Which lines of the data include the string "fine"? List them all.

____ Data to examine

PR #103, opened 2020-09-24
Integrated tracks

iHiD:
This integrates #101 and #102 with the API and normal controller. The final two commits are new. The first is a little refactoring and the second is new functionality.

This whole PR can be summed up with:
```ruby
    def index
      tracks = Track::Search.(
        criteria: params[:criteria],
        tags: params[:tags],
        status: params[:status],
        user: current_user
      )

      serializer = API::TracksSerializer.new(tracks, current_user)
      render json: serializer.to_hash, status: :ok
    end
```

### DIFF
--- a/app/controllers/tracks_controller.rb
+++ b/app/controllers/tracks_controller.rb
@@ -2,7 +2,16 @@ class TracksController < ApplicationController
   before_action :use_track, except: :index
 
   def authenticated_index
-    @tracks = Track.all
+    # TODO: This should cease to be an instance variable
+    # once the view is using the tracks_json to render
+    @tracks = Track::Search.(
+      criteria: params[:criteria],
+      tags: params[:tags],
+      status: params[:status],
+      user: current_user
+    )
+
+    @tracks_json = API::TracksSerializer.new(@tracks, current_user).to_json
   end
 
   def authenticated_show
--- a/config/environments/development.rb
+++ b/config/environments/development.rb
@@ -59,3 +59,7 @@ Rails.application.configure do
 
   config.hosts << "website" if ENV['EXERCISM_DOCKER']
 end
+
+Rails.application.routes.default_url_options = {
+  host: "http://lvh.me:3020"
+}
--- a/test/test_helper.rb
+++ b/test/test_helper.rb
@@ -89,3 +89,24 @@ class ActiveSupport::TestCase
     ).body.read
   end
 end
+
+class ActionDispatch::IntegrationTest
+  # TODO: Add this when adding devise
+  # include Devise::Test::IntegrationHelpers
+
+  # TODO: Add this implmentation back when devise
+  # is added.
+  def sign_in!(user = nil)
+    #  @current_user = user || create(:user, :onboarded)
+    #  @current_user.confirm
+    #  sign_in @current_user
+  end
+
+  def assert_correct_page(page)
+    assert_includes @response.body, "<div id='#{page}'>"
+  end
+end
+
+ActionDispatch::IntegrationTest.register_encoder :js,
+                                                 param_encoder: ->(params) { params },
+                                                 response_parser: ->(body) { body }
--- a/app/commands/track/search.rb
+++ b/app/commands/track/search.rb
@@ -1,0 +1,51 @@
+class Track
+  class Search
+    STATUSES = %i[all joined unjoined].freeze
+
+    include Mandate
+
+    def initialize(criteria: nil, tags: nil, status: nil, user: nil)
+      @criteria = criteria
+      @tags = tags
+      @status = status.try(&:to_sym)
+      @user = user
+    end
+
+    def call
+      @tracks = Track.active
+      filter_criteria
+      filter_tags
+      filter_status
+      @tracks
+    end
+
+    private
+    attr_reader :criteria, :tags, :status, :user
+    attr_reader :tracks
+
+    def filter_criteria
+      return if criteria.blank?
+
+      @tracks = tracks.where(
+        "title like ?", "%#{criteria}%"
+      )
+    end
+
+    # TODO: Decide how to model tags filter
+    # and add it here.
+    def filter_tags; end
+
+    def filter_status
+      return if status.blank?
+      raise TrackSearchStatusWithoutUserError unless user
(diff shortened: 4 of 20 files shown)


test/test_helper.rb
```diff
@@ -89,3 +89,24 @@ def download_s3_file(bucket, key)
...
+
+  # TODO: Add this implmentation back when devise
+  # is added.
+  def sign_in!(user = nil)
+    #  @current_user = user || create(:user, :onboarded)
+    #  @current_user.confirm
+    #  sign_in @current_user
+  end
+
+  def assert_correct_page(page)
```
kntsoriano, line 105: We don't seem to be using this.

app/controllers/tracks_controller.rb
```diff
@@ -2,7 +2,16 @@ class TracksController < ApplicationController
   before_action :use_track, except: :index
 
   def authenticated_index
-    @tracks = Track.all
+    # TODO: This should cease to be an instance variable
+    # once the view is using the tracks_json to render
+    @tracks = Track::Search.(
```
ErikSchierboom, line 7: Show I be able to navigate to this page using `/tracks/`? I get the following error:

```
Missing host to link to! Please provide the :host parameter, set default_url_options[:host], or set :only_path to true

Extracted source (around line #25):

Application Trace | Framework Trace | Full Trace
app/serializers/api/tracks_serializer.rb:25:in `data_for_track'
app/serializers/api/tracks_serializer.rb:11:in `block in to_hash'
app/serializers/api/tracks_serializer.rb:10:in `map'
app/serializers/api/tracks_serializer.rb:10:in `to_hash'
app/serializers/api/serializer.rb:6:in `to_json'
app/controllers/tracks_controller.rb:14:in `authenticated_index'
app/controllers/application_controller.rb:14:in `block (2 levels) in <class:ApplicationController>'
```

config/environments/development.rb
```diff
@@ -59,3 +59,7 @@
 
   config.hosts << "website" if ENV['EXERCISM_DOCKER']
 end
+
+Rails.application.routes.default_url_options = {
+  host: "http://lvh.me:3020"
```
ErikSchierboom, line 64: Does this mean that I should be using this URL to load things locally? It doesn't appear to work with the Docker setup. Do I need to setup something (like a hosts file)?

app/controllers/tracks_controller.rb
iHiD: @ErikSchierboom You need to restart your server. Rails doesn't hot reload to changes in `config/`

config/environments/development.rb
iHiD: Ah - Interesting/odd that it doesn't work with docker. It should just resolve to localhost (https://www.quora.com/What-is-lvh-me).

The reason I/we use it is because you can't do subdomains on localhost: .e.g `api.localhost`, but you can do `api.lvh.me`.

test/test_helper.rb
iHiD: No, it's copied from `website`. I'm slowly moving helper methods etc over as I touch each file.

app/controllers/tracks_controller.rb
ErikSchierboom: Found it. 

```
config.hosts << "lvh.me"
```

needs to be added to the `development.rb` file

ErikSchierboom: [PR submitted](https://github.com/exercism/v3-website/pull/106)

SleeplessByte:
> ```ruby
>       serializer = API::TracksSerializer.new(tracks, current_user)
>       render json: serializer.to_hash, status: :ok
> ```

The amount of magic that goes on in these two lines -- especially the bottom one -- makes the naming even more confusing imo. The serializer isn't a serializer by any conventional means; it's _maybe_ a formatter. Sure you can argue it's "serializing" the data to a rails-JSON-compatible-ruby-object, but none of that is apparent from the naming.

Also not a fan of making these all `application/json` -- and we don't have any schema to validate generated responses against. 

It's probably fine, but right now it's still possible to change what you use or how you write it. If this API is going to be publicly available, at some point, I _strongly_ recommend we media type it ánd validate it 🤷 

---

What I do like are solutions such as [MediaTypes::Serialization](https://github.com/XPBytes/media_types-serialization). Might go "far", but we've never had an instance where a response had a type, field, or value that was unexpected / expected but missing.

```ruby
class Api::TracksController< ActionController::API
  include MediaTypes::Serialization

  allow_output_serializer(Api::TracksSerializer, only: %i[index])
  freeze_io!
      
  def show 
    tracks = Track::Search.(
      criteria: params[:criteria],
      tags: params[:tags],
      status: params[:status],
      user: current_user
    )

    render_media tracks
  end
end
```

iHiD:
> The serializer isn't a serializer by any conventional means; it's maybe a formatter. Sure you can argue it's "serializing" the data to a rails-JSON-compatible-ruby-object, but none of that is apparent from the naming.

In #111 we change this to be a command, not a serializer, to separate the concern slightly. I agree that this isn't serialzing in terms of converting the data from one format to another - it's collecting the data and organising it into an object for serialization.

If you have a suggestion for a better name, I'm open to suggestions. I'm in no way fixed on them being called Serializers. I guess it's more like `Track::CollateDataForAPIRendering` but I'm not calling it that :wink:

> Also not a fan of making these all application/json -- and we don't have any schema to validate generated responses against. It's probably fine, but right now it's still possible to change what you use or how you write it. If this API is going to be publicly available, at some point, I strongly recommend we media type it ánd validate it 🤷

Yeah - happy to do this is a "right" way but for now I'm happy with it just being JSON objects and refactoring it later. The refactor won't be hard as these things are all in one place, and it something I don't want us to get bogged down with while trying to get this over the line.

SleeplessByte:
All good with that. As long as that's a conscious decision 👍

iHiD:
@SleeplessByte Thanks 🙂  Continued the discussion on naming in a stand-alone issue [here](https://github.com/exercism/v3-website/issues/115) and opened an internal issue to remind us to do the media type stuff before launch. When we get to there, I'll come back to you for help 🙂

________

Reply:
It's probably fine, but right now it's still possible to change what you use or how you write it. If this API is going to be publicly available, at some point, I _strongly_ recommend we media type it ánd validate it 🤷 
> Also not a fan of making these all application/json -- and we don't have any schema to validate generated responses against. It's probably fine, but right now it's still possible to change what you use or how you write it. If this API is going to be publicly available, at some point, I strongly recommend we media type it ánd validate it 🤷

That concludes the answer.